**EXERCISE**
Which lines in the records below contain the word "CollectLogsHandler"? Copy each one out.

(EXERCISE DATA)

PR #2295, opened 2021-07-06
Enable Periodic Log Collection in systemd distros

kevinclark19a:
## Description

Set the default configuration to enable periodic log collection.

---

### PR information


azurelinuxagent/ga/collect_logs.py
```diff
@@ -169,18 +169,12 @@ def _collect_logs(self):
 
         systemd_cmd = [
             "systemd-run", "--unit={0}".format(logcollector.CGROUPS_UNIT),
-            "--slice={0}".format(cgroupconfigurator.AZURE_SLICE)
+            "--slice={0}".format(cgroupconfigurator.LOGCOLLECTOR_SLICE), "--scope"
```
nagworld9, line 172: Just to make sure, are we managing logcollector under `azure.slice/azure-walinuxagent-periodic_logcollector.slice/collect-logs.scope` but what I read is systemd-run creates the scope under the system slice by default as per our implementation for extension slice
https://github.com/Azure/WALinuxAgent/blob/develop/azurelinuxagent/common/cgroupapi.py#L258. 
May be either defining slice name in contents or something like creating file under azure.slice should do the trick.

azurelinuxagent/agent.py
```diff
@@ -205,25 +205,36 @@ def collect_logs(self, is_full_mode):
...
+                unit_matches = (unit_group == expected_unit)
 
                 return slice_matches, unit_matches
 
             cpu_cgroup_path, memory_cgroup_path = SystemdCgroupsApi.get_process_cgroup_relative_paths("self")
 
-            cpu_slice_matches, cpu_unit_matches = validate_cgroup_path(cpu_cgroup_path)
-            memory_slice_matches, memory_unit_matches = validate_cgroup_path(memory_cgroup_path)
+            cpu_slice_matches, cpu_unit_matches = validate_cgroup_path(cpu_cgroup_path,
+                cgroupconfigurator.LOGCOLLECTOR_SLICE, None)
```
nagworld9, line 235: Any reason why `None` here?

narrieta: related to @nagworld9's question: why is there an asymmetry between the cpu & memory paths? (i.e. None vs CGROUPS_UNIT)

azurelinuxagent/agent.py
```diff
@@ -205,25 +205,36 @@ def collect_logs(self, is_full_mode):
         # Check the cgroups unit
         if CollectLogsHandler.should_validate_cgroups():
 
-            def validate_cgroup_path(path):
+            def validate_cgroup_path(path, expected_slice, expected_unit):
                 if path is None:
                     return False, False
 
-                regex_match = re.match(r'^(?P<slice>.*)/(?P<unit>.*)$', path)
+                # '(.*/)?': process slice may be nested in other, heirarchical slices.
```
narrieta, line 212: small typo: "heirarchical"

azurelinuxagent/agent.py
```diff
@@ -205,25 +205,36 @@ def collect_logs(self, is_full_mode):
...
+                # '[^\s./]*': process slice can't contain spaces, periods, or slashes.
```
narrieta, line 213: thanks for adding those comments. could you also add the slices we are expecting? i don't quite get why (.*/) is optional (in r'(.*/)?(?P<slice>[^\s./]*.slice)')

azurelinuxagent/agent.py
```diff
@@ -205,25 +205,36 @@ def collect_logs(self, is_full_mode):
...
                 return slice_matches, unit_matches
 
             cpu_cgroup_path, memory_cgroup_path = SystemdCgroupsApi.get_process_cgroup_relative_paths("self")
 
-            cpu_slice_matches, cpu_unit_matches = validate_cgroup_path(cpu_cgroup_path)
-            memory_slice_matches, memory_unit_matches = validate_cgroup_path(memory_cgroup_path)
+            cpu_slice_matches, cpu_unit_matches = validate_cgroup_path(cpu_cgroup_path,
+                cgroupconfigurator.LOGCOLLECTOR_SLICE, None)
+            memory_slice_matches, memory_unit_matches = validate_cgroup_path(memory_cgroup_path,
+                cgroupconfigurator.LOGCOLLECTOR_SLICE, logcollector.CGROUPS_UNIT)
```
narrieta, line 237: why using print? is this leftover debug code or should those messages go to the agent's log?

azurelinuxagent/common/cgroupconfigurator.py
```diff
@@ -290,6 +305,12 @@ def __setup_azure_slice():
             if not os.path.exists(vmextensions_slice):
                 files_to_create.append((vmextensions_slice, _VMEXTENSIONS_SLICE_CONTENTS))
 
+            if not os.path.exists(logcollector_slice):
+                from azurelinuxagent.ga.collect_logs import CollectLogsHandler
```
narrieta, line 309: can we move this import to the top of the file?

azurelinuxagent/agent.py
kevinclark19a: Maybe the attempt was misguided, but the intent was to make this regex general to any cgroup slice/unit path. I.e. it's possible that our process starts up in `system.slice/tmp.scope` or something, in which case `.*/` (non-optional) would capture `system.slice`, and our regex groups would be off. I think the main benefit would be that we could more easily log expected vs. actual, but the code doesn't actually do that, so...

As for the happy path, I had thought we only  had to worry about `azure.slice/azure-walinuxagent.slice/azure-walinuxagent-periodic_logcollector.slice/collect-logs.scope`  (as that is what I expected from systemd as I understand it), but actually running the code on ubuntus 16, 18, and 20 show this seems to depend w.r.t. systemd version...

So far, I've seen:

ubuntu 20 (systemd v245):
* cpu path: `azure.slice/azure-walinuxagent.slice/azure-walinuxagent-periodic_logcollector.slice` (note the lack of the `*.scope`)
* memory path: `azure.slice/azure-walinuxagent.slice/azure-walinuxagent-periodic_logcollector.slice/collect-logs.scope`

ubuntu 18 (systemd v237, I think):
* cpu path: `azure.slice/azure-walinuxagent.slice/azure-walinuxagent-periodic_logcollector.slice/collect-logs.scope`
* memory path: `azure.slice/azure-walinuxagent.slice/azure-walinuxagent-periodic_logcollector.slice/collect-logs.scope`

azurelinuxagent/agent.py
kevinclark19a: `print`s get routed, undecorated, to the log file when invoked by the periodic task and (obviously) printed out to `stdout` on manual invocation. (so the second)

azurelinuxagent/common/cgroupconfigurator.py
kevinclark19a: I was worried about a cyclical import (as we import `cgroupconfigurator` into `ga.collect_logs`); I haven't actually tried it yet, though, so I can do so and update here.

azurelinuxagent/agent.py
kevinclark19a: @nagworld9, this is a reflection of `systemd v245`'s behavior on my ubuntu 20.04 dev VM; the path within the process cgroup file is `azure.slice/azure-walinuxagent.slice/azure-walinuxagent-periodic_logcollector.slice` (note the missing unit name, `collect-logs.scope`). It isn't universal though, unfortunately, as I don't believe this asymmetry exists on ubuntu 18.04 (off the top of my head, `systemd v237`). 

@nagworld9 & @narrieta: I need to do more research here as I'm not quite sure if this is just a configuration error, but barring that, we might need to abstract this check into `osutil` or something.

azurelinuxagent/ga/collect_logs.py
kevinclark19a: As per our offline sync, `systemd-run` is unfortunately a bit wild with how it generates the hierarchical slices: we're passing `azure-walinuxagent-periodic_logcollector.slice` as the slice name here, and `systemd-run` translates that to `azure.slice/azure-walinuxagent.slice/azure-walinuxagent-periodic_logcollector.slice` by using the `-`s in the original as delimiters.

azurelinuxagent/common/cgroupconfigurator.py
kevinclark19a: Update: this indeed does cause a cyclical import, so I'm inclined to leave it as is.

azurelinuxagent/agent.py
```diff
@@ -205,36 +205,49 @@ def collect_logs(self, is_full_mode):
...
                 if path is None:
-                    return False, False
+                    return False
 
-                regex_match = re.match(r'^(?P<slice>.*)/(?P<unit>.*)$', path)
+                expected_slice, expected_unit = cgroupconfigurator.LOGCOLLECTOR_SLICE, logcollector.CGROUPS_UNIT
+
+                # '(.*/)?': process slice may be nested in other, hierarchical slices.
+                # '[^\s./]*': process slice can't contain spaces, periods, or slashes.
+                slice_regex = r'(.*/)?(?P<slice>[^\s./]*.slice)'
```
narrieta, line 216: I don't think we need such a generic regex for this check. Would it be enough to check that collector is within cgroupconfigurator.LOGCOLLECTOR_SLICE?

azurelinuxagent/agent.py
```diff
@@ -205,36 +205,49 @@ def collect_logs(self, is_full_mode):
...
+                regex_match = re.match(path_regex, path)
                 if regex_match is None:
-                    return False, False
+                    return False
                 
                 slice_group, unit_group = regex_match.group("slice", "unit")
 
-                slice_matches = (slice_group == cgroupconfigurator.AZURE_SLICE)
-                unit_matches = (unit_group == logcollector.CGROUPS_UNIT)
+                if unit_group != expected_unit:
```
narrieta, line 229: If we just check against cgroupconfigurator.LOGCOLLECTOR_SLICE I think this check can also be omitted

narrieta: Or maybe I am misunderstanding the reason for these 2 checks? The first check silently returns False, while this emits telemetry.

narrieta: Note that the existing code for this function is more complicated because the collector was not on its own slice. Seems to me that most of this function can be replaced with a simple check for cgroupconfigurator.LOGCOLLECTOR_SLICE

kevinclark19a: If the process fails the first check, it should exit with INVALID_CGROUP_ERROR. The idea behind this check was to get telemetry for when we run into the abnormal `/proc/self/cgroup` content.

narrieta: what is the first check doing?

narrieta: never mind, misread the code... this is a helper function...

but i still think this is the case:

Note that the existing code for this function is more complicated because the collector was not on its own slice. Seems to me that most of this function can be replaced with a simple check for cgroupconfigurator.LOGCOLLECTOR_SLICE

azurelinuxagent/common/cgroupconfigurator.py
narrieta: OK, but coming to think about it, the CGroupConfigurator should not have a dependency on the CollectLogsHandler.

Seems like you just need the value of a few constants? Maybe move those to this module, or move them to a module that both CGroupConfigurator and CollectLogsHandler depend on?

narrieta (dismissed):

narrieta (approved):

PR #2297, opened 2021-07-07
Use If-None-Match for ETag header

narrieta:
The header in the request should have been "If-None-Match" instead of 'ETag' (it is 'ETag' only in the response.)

(End EXERCISE DATA)
(EXERCISE DATA)

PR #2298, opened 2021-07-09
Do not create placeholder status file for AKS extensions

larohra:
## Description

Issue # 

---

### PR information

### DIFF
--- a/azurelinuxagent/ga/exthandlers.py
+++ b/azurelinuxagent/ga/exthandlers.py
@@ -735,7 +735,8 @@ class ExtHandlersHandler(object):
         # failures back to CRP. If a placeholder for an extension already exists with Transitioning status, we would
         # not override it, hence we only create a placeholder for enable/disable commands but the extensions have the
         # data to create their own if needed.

(End EXERCISE DATA)

**COMPLETED TASK**
         if CollectLogsHandler.should_validate_cgroups():
+                from azurelinuxagent.ga.collect_logs import CollectLogsHandler
narrieta: OK, but coming to think about it, the CGroupConfigurator should not have a dependency on the CollectLogsHandler.
Seems like you just need the value of a few constants? Maybe move those to this module, or move them to a module that both CGroupConfigurator and CollectLogsHandler depend on?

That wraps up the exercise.